Work instructions:
Your answer should be every line of the entries that has the string "small" in it.

===== Exercise inputs =====

Issue #1149, opened 2019-02-10
device.launchApp() ends too soon on Android


d4vidi:
#### Description
On Android, it happens at times that `device.launchApp()` returns (promise resolves) before the app is indeed fully launched on the device. This is applicable for apps that only take some time to load, unlike the detox test-app itself.

#### Steps to Reproduce
The behavior is flaky, so only running a reproducing use case as a stress (i.e. in a loop) can reproduce. In essence, this is the conceptual code:

```js
await device.relaunchApp({ delete: true });
while (true) {
   await expect(element(by.id(someMainScreenTestID))).toBeVisible();
   await device.launchApp({newInstance: true});
}
```

Sooner than later, the `someMainScreenTestID` element will not be visible when reaching the `expect` line and the test will fail.

#### Detox, Node, Device, Xcode and macOS Versions
* Detox: `10.0.5`
* React Native: `0.57`
* Node: `9.11.2`
* Device: Pixel 2 API 28 emulator
* IDE: Android Studio 3.3
* macOS: 10.13.6 (HS)

#### Device and verbose Detox logs
N/A

PR #1150, opened 2019-02-10
Idle wait before ready

d4vidi:
- [x] This is a small change 
- [x] This change has been discussed in issue #1149 and the solution has been agreed upon with maintainers.

---

**Description:**
A fix for issue #1149. Putting the testable refactoring aside, the suggested solution is to add an `Espresso.onIdle()` before sending `ready` messages over the web socket.


detox/android/detox/src/main/java/com/wix/detox/DetoxActionsFacade.kt
```diff
@@ -0,0 +1,11 @@
+package com.wix.detox
+
+import android.content.Context
+import android.support.test.espresso.Espresso
+import com.wix.detox.espresso.UiAutomatorHelper
+
+class ActionsFacade {
```
rotemmiz: What did we do wrong to have a `Facade` as a class name? 😣

detox/android/detox/src/main/java/com/wix/detox/DetoxManager.java
```diff
@@ -102,6 +101,14 @@ public void onAction(final String type, final String params, final long messageI
         handler.post(new Runnable() {
             @Override
             public void run() {
+
+                final ExternalAction externalAction = externalActions.get(type);
```
rotemmiz: What does External mean?

detox/android/detox/src/main/java/com/wix/detox/DetoxManager.java
```diff
@@ -213,14 +212,34 @@ public void run() {
...
     }
 
     @Override
     public void onClosed() {
         stop();
     }
 
+    private void initReactNativeIfNeeded() {
+        if (ReactNativeSupport.isReactNativeApp()) {
+            ReactNativeCompat.waitForReactNativeLoad(reactNativeHostHolder);
```
rotemmiz: We need to think of a way to support native apps with no RN as dependency. Currently native apps crash in classNotFound when running a detox test .
But this is probably a different issue

detox/android/detox/src/main/java/com/wix/detox/DetoxActionsFacade.kt
d4vidi: Lol, I don't care much about names. It's something that simplifies and aggregates other things have spread around in other places (mainly helpers), instead of providing its own direct implementation (which is a facade basically 🤔). In our case, it also makes actions unit-testable. wdyt?

detox/android/detox/src/main/java/com/wix/detox/DetoxManager.java
d4vidi: actions that are externally invoked (by the test runner).

rotemmiz: Do you mean `device` API?

detox/android/detox/src/main/java/com/wix/detox/DetoxManager.java
d4vidi: It's different but sounds important nonetheless. Do we have an actual issue? I don't understand why this would happen, though, because we only check for the `ReactApplication` class' existence

detox/android/detox/src/main/java/com/wix/detox/DetoxManager.java
d4vidi: hmm not necessarily, i think

PR #1165, opened 2019-02-21
Detox Instruments Integration (Phase 1)

LeoNatan:
This PR aims to add initial integration between Detox and Detox Instruments.

Detox will load or use the already loaded Profiler framework and call its APIs to record performance metrics for each test. Each recording will be collected by the artifacts manager.

Discussion/Tasks

- [x] Determine optimal way of collecting performance metrics (one recording for entire suite vs one recording per describe vs one recording per test)
- [x] Artifacts manager should collect the recordings
- [x] Finalize the actual performance collection config
- [x] Prerequisite: complete and merge yargs PR #1109 
- [x] Add Detox argument to enable recording
- [x] Handle app termination from Detox API—need to stop recording before using `xcrun simctl terminate`.
- [x] Handle crashing or otherwise app exist—need to stop recording
- [x] JS coverage
- [x] Change Detox server to notify testee in case tester is disconnected (to support ⌃+C)
- [x] Handle cases when Detox Instruments is not installed on user's system


LeoNatan:
@noomorph Could you please take the "Artifacts manager should collect the recordings" and "Change Detox server to notify testee in case tester is disconnected" tasks? Thanks

LeoNatan:
For now, every test has its own recording file. I first sanitize the fullName string for file name: `:/\?%*|"<>` characters turn into `_`. To that the `.dtxrec` extension is added, and these files are saved under the app's Documents folder.

detox/ios/DetoxUserNotificationTests/TestableAppDelegate.swift
```diff
@@ -33,13 +33,13 @@ class TestableAppDelegate: NSObject, UIApplicationDelegate {
 	var userNotificationTriggerType = TestableAppDelegateNotifcationTriggerType.unknown
 	var userNotificationTitle : String?
 	
-	func application(_ application: UIApplication, willFinishLaunchingWithOptions launchOptions: [UIApplication.LaunchOptionsKey : Any]? = nil) -> Bool {
+	func application(_ application: UIApplication, willFinishLaunchingWithOptions launchOptions: [UIApplicationLaunchOptionsKey : Any]? = nil) -> Bool {
```
LeoNatan: Why was this reverted?

PR #1169, opened 2019-02-25
Add LongPressAtPoint action for iOS

AngelVenchev:
This is a small change.

** Description **

This is adding the LongPressAtPoint action for iOS that is already available in EarlGrey.


AngelVenchev:
The build failed. I need to add tests. I will get to that.

noomorph:
@AngelVenchev, I think at the very least you need to supplement your changes with an extra test in [03.actions.test.js](https://github.com/wix/Detox/blob/master/detox/test/e2e/03.actions.test.js).

PR #7014, opened 2024-12-19
Add HSM Deletion Tombstone Tracking

justinp-tt:
## What changed?
- Extended tombstone tracking to capture HSM state machine deletions from Operation Log 
- Added `StateMachinePath` tombstone type for HSM deletions alongside existing activity/timer/etc. tombstones
- Maintained existing tombstone batch management and cleanup mechanisms

## Why?
Without this:
- HSM state machine deletions would not be properly replicated across clusters
- Could lead to state inconsistencies between active/passive clusters when using HSM
- No way to know if an HSM node was intentionally deleted or is missing due to an error

## How did you test it?
Draft PR. Tests not developed yet

## Potential risks
- Potential memory pressure from large HSM deletion batches
- New panic path if operation log access fails

Risk Mitigation:
- Operation log errors surface quickly via panic rather than silent failure

## Documentation
No changes required - this extends an internal implementation detail of how deletions are tracked.

## Is hotfix candidate?
No - this should follow normal deployment process.


service/history/workflow/mutable_state_impl.go
```diff
@@ -5906,7 +5907,70 @@ func (ms *MutableStateImpl) closeTransactionTrackTombstones(
...
+							RequestCancelInitiatedEventId: ms.parseID(key.ID),
+						},
+					}
+				case "Signal":
+					tombstone = &persistencespb.StateMachineTombstone{
+						StateMachineKey: &persistencespb.StateMachineTombstone_SignalExternalInitiatedEventId{
+							SignalExternalInitiatedEventId: ms.parseID(key.ID),
+						},
+					}
+				}
```
bergundy, line 5964: This is not necessary, you only need to track `StateMachinePath` changes here. Activities and other state machines pre-date the HSM framework and won't be reflected in the oplog.

justinp-tt: Changed! Thanks

service/history/workflow/mutable_state_impl.go
```diff
@@ -5907,6 +5907,39 @@ func (ms *MutableStateImpl) closeTransactionTrackTombstones(
 	}
 
 	var tombstones []*persistencespb.StateMachineTombstone
+	if ms.stateMachineNode != nil {
+		opLog, err := ms.stateMachineNode.Outputs()
+		if err != nil {
+			panic(fmt.Sprintf("Failed to get HSM operation log: %v", err))
```
bergundy, line 5913: Don't panic here, return an error instead and handle it in the caller.

service/history/workflow/mutable_state_impl.go
```diff
@@ -5907,6 +5907,39 @@ func (ms *MutableStateImpl) closeTransactionTrackTombstones(
 	}
 
 	var tombstones []*persistencespb.StateMachineTombstone
+	if ms.stateMachineNode != nil {
+		opLog, err := ms.stateMachineNode.Outputs()
```
bergundy, line 5911: We can rename `Outputs` to `OpLog`.

service/history/workflow/mutable_state_impl.go
bergundy: I'd be okay panicking if the only reason this would happen only unexpectedly. Consider making the `Outputs()` function panic instead of returning an error.

bergundy (approved):
LGTM, will defer to @xwduan, @yycptt, or @hai719 who have more context here.

yycptt (approved):
LGTM. 

Applying those tombstones will be in a later PR I assume?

=====

Result below:
- [x] This is a small change 
This is a small change.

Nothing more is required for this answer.